> What is being asked
State how many lines in the records hold the word "sure", giving the number and no other text.

# # #

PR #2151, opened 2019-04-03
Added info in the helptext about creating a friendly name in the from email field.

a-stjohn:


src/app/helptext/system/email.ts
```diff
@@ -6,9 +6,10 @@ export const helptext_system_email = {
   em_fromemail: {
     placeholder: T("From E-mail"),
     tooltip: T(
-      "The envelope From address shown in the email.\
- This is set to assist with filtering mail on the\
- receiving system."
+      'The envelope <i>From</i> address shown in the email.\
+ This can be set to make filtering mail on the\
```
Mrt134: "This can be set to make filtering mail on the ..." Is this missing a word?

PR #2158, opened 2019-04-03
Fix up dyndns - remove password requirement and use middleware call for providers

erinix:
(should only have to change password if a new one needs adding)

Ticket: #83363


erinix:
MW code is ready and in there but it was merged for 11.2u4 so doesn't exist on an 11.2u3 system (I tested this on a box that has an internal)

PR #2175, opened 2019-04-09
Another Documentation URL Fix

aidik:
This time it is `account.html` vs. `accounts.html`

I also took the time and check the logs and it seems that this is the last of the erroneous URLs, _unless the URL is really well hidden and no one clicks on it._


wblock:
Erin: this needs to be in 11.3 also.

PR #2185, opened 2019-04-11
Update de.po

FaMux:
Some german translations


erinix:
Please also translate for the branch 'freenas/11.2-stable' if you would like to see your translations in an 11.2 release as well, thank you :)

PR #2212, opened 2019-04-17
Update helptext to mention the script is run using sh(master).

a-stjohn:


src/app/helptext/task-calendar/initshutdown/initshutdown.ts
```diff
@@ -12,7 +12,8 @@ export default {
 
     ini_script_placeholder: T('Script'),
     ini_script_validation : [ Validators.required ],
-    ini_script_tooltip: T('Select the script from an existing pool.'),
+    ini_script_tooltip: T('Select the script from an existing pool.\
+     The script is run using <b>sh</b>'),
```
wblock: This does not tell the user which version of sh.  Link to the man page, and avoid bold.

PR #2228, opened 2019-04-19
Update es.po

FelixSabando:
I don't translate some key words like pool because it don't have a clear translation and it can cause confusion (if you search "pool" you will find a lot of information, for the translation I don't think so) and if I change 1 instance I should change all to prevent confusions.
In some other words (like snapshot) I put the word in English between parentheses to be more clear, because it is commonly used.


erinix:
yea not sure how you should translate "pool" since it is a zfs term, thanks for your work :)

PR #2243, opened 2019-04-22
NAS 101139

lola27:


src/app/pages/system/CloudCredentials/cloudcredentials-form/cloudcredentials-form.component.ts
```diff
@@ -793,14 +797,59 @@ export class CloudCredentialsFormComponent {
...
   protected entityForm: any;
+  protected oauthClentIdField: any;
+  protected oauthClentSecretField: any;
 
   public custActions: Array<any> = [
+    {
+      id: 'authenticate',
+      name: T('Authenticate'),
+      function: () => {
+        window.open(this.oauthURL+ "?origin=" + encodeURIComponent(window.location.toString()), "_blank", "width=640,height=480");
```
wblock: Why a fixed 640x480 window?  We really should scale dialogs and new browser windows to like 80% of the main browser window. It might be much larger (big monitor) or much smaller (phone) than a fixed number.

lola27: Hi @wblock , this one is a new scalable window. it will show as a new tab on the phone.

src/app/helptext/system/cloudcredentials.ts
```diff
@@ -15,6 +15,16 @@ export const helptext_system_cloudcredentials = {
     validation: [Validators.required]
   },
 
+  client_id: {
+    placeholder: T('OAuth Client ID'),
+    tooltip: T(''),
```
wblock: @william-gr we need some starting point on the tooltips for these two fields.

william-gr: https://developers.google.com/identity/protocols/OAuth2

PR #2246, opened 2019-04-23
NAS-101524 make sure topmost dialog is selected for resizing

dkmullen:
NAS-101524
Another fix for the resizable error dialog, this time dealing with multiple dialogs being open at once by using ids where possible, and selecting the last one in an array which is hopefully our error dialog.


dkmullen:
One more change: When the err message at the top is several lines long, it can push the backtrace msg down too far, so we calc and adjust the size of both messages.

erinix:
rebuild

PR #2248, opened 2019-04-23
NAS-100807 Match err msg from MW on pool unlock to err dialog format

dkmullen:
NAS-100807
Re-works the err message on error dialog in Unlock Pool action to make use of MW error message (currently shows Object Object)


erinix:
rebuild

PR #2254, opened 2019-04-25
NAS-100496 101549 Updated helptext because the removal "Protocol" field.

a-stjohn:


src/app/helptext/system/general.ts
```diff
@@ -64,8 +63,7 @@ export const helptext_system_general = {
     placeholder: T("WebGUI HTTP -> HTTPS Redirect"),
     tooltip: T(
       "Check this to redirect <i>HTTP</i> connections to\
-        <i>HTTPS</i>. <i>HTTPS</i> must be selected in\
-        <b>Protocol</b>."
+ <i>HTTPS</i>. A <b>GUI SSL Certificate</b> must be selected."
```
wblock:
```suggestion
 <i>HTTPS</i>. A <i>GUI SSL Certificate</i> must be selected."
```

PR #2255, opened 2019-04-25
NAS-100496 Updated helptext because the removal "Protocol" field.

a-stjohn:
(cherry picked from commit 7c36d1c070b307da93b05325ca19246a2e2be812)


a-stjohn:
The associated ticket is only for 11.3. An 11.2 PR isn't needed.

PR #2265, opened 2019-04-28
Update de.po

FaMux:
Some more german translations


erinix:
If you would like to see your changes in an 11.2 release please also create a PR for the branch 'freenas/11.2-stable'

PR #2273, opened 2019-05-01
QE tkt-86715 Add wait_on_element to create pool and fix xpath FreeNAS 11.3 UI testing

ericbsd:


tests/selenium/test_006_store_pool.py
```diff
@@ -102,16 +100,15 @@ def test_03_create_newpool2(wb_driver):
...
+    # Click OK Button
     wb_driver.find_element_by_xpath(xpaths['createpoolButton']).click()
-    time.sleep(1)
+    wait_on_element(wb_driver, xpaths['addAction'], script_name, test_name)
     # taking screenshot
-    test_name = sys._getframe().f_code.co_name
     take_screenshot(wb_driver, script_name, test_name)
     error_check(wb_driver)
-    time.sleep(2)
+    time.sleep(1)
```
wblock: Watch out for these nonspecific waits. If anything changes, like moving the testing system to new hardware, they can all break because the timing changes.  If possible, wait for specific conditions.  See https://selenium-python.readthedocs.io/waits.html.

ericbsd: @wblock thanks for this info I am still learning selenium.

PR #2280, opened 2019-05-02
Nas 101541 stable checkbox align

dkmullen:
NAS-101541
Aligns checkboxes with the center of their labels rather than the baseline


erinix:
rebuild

# # #

> Task response
2